EXTRACTED ENTRIES Start Marker

PR #784, opened 2022-01-31
Regression testing and other fixes

mperego:
This branch fixes the sensitivity regression testing.

Apparently a lot of tests had sensitivity tests that were not executed because the sensitivity were not computed or because of errors in the input files. We now detect more carefully errors in the input files.
Several tests had sensitivity regression results different from the ones that are currently computed so I had to re-bless many of them (it's practically impossible to track at what point the tests stopped being executed and the tests started giving different results) and I removed some of the sensitivity checks (e.g. in the manufacutured solution tests, I removed the check for sensitivities since they were not based on analytic results, in my understanding).  

This PR also adds a couple of fixes to the computation of L2 error side response and flux divergence evaluators  (sorry for adding them to the same PR).


mperego:
@ikalash For Tempus, I've seen that you had some logic to check whether the sensitivity was computed for a given response/parameter. I removed that logic. We always check whether the sensitivity is nonnull, so it should be OK even if Tempus doesn't compute all the sensitivities. B.t.w. I noticed that all the Tempus tests have only one response, it might be good to add a tests with more responses to make sure that the logic works.

tests/small/LandIce/FO_GIS/input_fo_humboldt_frosch_fluxdiv.yaml
```diff
@@ -45,26 +46,21 @@ ANONYMOUS:
     LandIce Viscosity:
       Extract Strain Rate Sq: true
       Type: Glen's Law
-      Glen's Law Homotopy Parameter: 0.3e+00
+      Glen's Law Homotopy Parameter: 0.3
       Continuous Homotopy With Constant Initial Viscosity: true
-      Coefficient For Continuous Homotopy: 8.00000000000000000e+00
+      Coefficient For Continuous Homotopy: 8.0
```
bartgol, line 51: Thanks for trimming all of these (overly) long decimals! =)

bartgol (approved):
Looks much cleaner.

tests/small/LandIce/FO_GIS/input_fo_humboldt_frosch_fluxdiv.yaml
mperego: Sure. I did that only for the tests that I had to modify. If each of us trim those when working on a particular test at some point we'll get rid of those long decimals. We could make a script to fix them.. but it's not always trivial, and we do not necessarily want all the numbers in the same format.

bartgol: I don't think it's worth the time to write a script. As you said, we can just trim decimals as we work on tests.

ikalash:
I tested this just now.  CISM-Albany is good.  There is one failing test - FO_Test_Dome_interpSurf:

```
Finished eval of first model: Params, Responses 
 
 Parameter vector 0:
 
                     Glen's Law Homotopy Parameter	3.000000000000e-01
 
 Response 0: Solution Max Value
 
                     9.940412288601e+01
 
 Sensitivities (0,0):
 
                     -6.592799261249e-04
 Sensitivity (0,0), Test 0,0: -6.592799261249e-04 != -1.318560000000e-03 (rel 1.000000000000e-04 abs 1.000000000000e-04)
 
 Response 1: Solution Max Value
 
                     9.940412288601e+01
 
 Sensitivities (1,0):
 
                     -6.592800805675e-04
 Sensitivity (1,0), Test 0,0: -6.592800805675e-04 != -1.318560006692e-03 (rel 1.000000000000e-04 abs 1.000000000000e-04)
 
 Response 2: Solution Average
 
                     -7.011281728917e-15
 
 Sensitivities (2,0):
 
                     -8.530690802193e-13
 
 Main_Solve: MeanValue of final solution -7.011281728917e-15
 
 Number of Comparisons Attempted: 6
 Number of Failed Comparisons: 2
```

mperego:
Thanks for checking @ikalash .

EXTRACTED ENTRIES End Marker

▶ _YOUR TASK_
Find all lines in the records that hold the word "Thanks". Copy them.

▶ _REPLY TO THE TASK_
bartgol, line 51: Thanks for trimming all of these (overly) long decimals! =)
Thanks for checking @ikalash .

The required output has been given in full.